_DATASET RECORDS_.
———
PR #1993, opened 2023-11-23
[vicuna.py] Add option to enable tracing

kuhar:
This makes the program wait for tracy profiler to connect before exiting and flush profiling data after each token.

I don't know how to select the tracy iree-runtime variant programatically -- instead, print an error and exit.


antiagainst (approved):

kuhar:
Rebased

antiagainst (approved):

PR #1904, opened 2023-10-19
Use turbine for gen_sharktank imports.

monorimet:
Needs these changes https://github.com/nod-ai/SHARK-Turbine/pull/102 for a successful run for certain models.

TODO: turbine integration for models that accept multiple inputs.
TODO: complete sets of artifacts for turbine path (needs hash generating for each .mlir)

PR #1996, opened 2023-11-28
add support for external weights

dan-garvey:
@monorimet @aviator19941 I added you guys as reviewers but its not ready yet, some cleanup to do, just as an fyi


monorimet (approved):
LGTM. May revive pytests with https://github.com/nod-ai/SHARK/pull/1904 if we need the extra testing on the model import side.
———
Please state how many lines in the listing above hold the string "pull", and nothing more.

_RESPONSE BELOW_. 2